Possible MSO plan (note: 2013 launch no longer possible; see below). Click on image for a larger version or see the original presentation.

This presentation dates from last June; the presence of methane apparently is no longer controversial. In addition to studying the martian atmosphere, the orbiter would also act as a telecommunications relay for landed missions for a decade or more. A high resolution camera (~1 meter resolution) has also been discussed for this mission. If you'd like to read a lot more about the science and mission scenario, look at this report which examined possible orbital missions to the Red Planet for the next decade. (After this report was published in 2007, atmospheric focus was selected for MSO.)

At ~$1.1B, this mission would not be cheap. Right now, the Mars Science Laboratory (MSL) for 2011 and the MAVEN orbiter focused on the upper atmosphere for 2013 are firmly on the roadmap.

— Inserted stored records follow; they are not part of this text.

PR #485, opened 2024-05-21
NP-46774-expand-publisher-version-to-support-more-types

anetteOlli:
According to the testers, we need to support "draft", "updatedVersion", and "submittedVersion"

Also removed backwards (and already flagged as deprecated) functionality to parse booleans as accepted / published version.

### DIFF
--- a/buildSrc/src/main/groovy/nvadatamodel.java-conventions.gradle
+++ b/buildSrc/src/main/groovy/nvadatamodel.java-conventions.gradle
@@ -10,7 +10,7 @@ plugins {
 group 'com.github.bibsysdev'
 
 
-version '0.21.20'
+version '0.22.01'
 
 repositories {
     mavenCentral()
--- a/nva-datamodel-java/src/main/java/no/unit/nva/model/associatedartifacts/file/PublisherVersion.java
+++ b/nva-datamodel-java/src/main/java/no/unit/nva/model/associatedartifacts/file/PublisherVersion.java
@@ -9,7 +9,7 @@ import nva.commons.core.StringUtils;
 
 public enum PublisherVersion {
     PUBLISHED_VERSION("PublishedVersion"),
-    DRAFT("draft"),
+    DRAFT("Draft"),
     SUBMITTED_VERSION("SubmittedVersion"),
     UPDATED_VERSION("UpdatedVersion"),
     ACCEPTED_VERSION("AcceptedVersion");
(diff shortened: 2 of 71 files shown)


buildSrc/src/main/groovy/nvadatamodel.java-conventions.gradle
```diff
@@ -10,7 +10,7 @@ plugins {
 group 'com.github.bibsysdev'
 
 
-version '0.21.20'
+version '0.22.01'
```
anetteOlli, line 13: No longer 100 % backwards compatible.

nva-datamodel-java/src/main/java/no/unit/nva/model/associatedartifacts/file/PublisherVersion.java
```diff
@@ -2,18 +2,19 @@
...
 import static java.util.stream.Collectors.joining;
 import com.fasterxml.jackson.annotation.JsonValue;
 import no.unit.nva.model.Revision;
+import nva.commons.core.StringUtils;
 
 public enum PublisherVersion {
     PUBLISHED_VERSION("PublishedVersion"),
+    DRAFT("draft"),
+    SUBMITTED_VERSION("SubmittedVersion"),
+    UPDATED_VERSION("UpdatedVersion"),
```
anetteOlli, line 14: Names copied straight from the task. Feel free to suggest other names.

nva-datamodel-java/src/test/java/no/unit/nva/model/file/FileModelTest.java
```diff
@@ -293,6 +258,22 @@ private static File.Builder admAgreementBuilder() {
                    .withName(randomString());
     }
 
+    private static String generateNewFile() {
```
anetteOlli, line 261: Checkstyle.

nva-datamodel-java/src/test/java/no/unit/nva/model/file/FileModelTest.java
```diff
@@ -293,6 +233,22 @@ private static File.Builder admAgreementBuilder() {
...
```
anetteOlli, line 236: Checkstyle plus changed publisherAuthority from boolean to publisherVersion enum.

nva-datamodel-java/src/main/java/no/unit/nva/model/associatedartifacts/file/PublisherVersion.java
truhacevkir: I would go for "Draft" instead of "draft", so it matches the rest of enums

truhacevkir (approved):

brinxmat (approved):

nva-datamodel-java/src/main/java/no/unit/nva/model/associatedartifacts/file/PublisherVersion.java
brinxmat: Good catch :)

truhacevkir:
Pratet med Terje, det er ikke nødvendig å utvide datamodellen.

PR #488, opened 2024-05-29
NP-46821 Add copy method with builder to files

joachimjorgensen:
Add copy-method to files. Had to move `publishedDate` out of `PublishedFile` and into `File` to reuse `Builder`-class. `publishedDate` is only set in `PublishedFile` constructor.

Sneakily added `getUploadedDate()` to `UploadDetails`.


anetteOlli (dismissed):
Remember to bump nva-datamodel in nva-fetch-doi, publication-api and download-file

PR #208, opened 2017-02-21
Fix/rename model files

ascobie:
still requires job-action and task-exit-conditions to be imported separately.


app/models/job-constraints.ts
```diff
@@ -1,4 +1,4 @@
-import { Constraints } from "./constraints";
+import { Constraints } from "app/models";
```
timotheeguerin: this is the same as doing `from "./"` should keep it as it was before

app/models/job-execution-information.ts
```diff
@@ -1,5 +1,6 @@
 import { Record } from "immutable";
-import { SchedulingError } from "./scheduling-error";
+
+import { SchedulingError } from "app/models";
```
timotheeguerin: same here

PR #209, opened 2017-02-21
cleanup console.error and console.warn

ascobie:


app/components/file/details/file-content.component.ts
```diff
@@ -171,7 +171,8 @@ export class FileContentComponent implements OnChanges, AfterViewInit {
             this.notFound = true;
             return;
         }
-        console.error("[FileContent.component] Error is", e.status, e);
+
+        log.error("[FileContent.component] Error is", { status: e.status, error: e });
```
ascobie: unsure if this is ok, or i should have done [ e.status, e ] as an array of params

timotheeguerin: yeah what I'd do here is 
```typescript
log.error(`[FileContent.component] Error is ${e.status}`, e)
```

PR #252, opened 2017-03-21
Splash screen while login the user and retrieving access tokens

### LINKED ISSUE #217: Add a splash screen while the app is loading/silently login in
Currently it seems like the app takes a few seconds to appear as it is silently login.

timotheeguerin:
fix #217


app/services/adal/user-authorization.ts
```diff
@@ -1,10 +1,12 @@
-import { remote } from "electron";
+import * as electron from "electron";
```
paselem: Why did you change this? What additional objects are you using from "electron" in this class?

timotheeguerin: none actually it was just conflicting with the remote service name I inject

PR #256, opened 2017-03-22
job and task tab refactor, app modules refactor

ascobie:
change properties tab to be "configuration" and include metadata and environment settings
remove most component imports from the app.module and replace with individual area modules.


ascobie:
includes: https://github.com/Azure/BatchLabs/issues/142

After the MSL cost overruns, NASA can put only about $450M into a 2016 mission, which would presumably be used to make NASA a junior partner with in a joint rover mission for 2016. So the earliest MSO could fly would be 2018. However, it would be in competition with a NASA led rover. NASA is concerned that if it delays a follow on rover to MSL beyond 6-8 years, it will lose the engineering team that knows how to build these craft.

So the earliest we are likely to get a mission to Mars to follow up on this exciting discovery would be 2018 or possibly 2020. Such are the realities of living within a budget. Perhaps this discovery will be seen as exciting enough for the administration and Congress to provide NASA with additional money. Even in this case, 2016 would probably the the earliest launch date for MSO given realistic planning, engineering, and testing leadtimes.

2 comments:

  1. Didn't MEPAG decide that with MAVEN being an atmospheric mission, MSO should be either geoscience or polar oriented?

    ReplyDelete
  2. MAVEN studies the upper atmosphere and MSO would study the lower atmosphere, so the two were seen to be complimentary. The atmospheric-focused mission for MSO was selected over the geoscience or polar missions. Additional instruments for studying the surface such as a high resolution camera might be added.

    Any follow on orbiter is close to a decade away, so the question will be considered again, I suspect. Given the solid detection of methane, however, and the desire for continuity in meteorological/climate studies, that an orbiter would have a strong lower atmosphere focus.